EXERCISE DESCRIPTION - From the first entry to the last, copy the material exactly as it stands.

PROVIDED INFORMATION -
PR #429, opened 2013-10-29
Advanced search

### LINKED ISSUE #426: "find in files" for Nemo / Integrate gnome-search-tool
It would be nice if Nemo search can support searches like "find in files". 

This can be implemented by a Integrate gnome-seach-tool into nemo. 
The easiest way by launching gnome-seach-tool with an "advanced"  button.

daschuer:
This patch adds an "advanced" button at the left side of the search bar to call gnome-search-tool with the current search. 

This fixes #426

### DIFF
--- a/debian/control
+++ b/debian/control
@@ -44,7 +44,8 @@ Depends: ${shlibs:Depends},
 Recommends: eject,
             librsvg2-common,
             gvfs-backends,
-            nemo-fileroller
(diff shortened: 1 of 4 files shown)


clefebvre:
I don't find this solution very elegant. The button requires mouse interaction, the search isn't initiated, it doesn't work when the search is already performed normally. I don't see the point really.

ANSWER SPACE -
PR #429, opened 2013-10-29
Advanced search

### LINKED ISSUE #426: "find in files" for Nemo / Integrate gnome-search-tool
It would be nice if Nemo search can support searches like "find in files". 

This can be implemented by a Integrate gnome-seach-tool into nemo. 
The easiest way by launching gnome-seach-tool with an "advanced"  button.

daschuer:
This patch adds an "advanced" button at the left side of the search bar to call gnome-search-tool with the current search. 

This fixes #426

### DIFF
--- a/debian/control
+++ b/debian/control
@@ -44,7 +44,8 @@ Depends: ${shlibs:Depends},
 Recommends: eject,
             librsvg2-common,
             gvfs-backends,
-            nemo-fileroller
(diff shortened: 1 of 4 files shown)


clefebvre:
I don't find this solution very elegant. The button requires mouse interaction, the search isn't initiated, it doesn't work when the search is already performed normally. I don't see the point really.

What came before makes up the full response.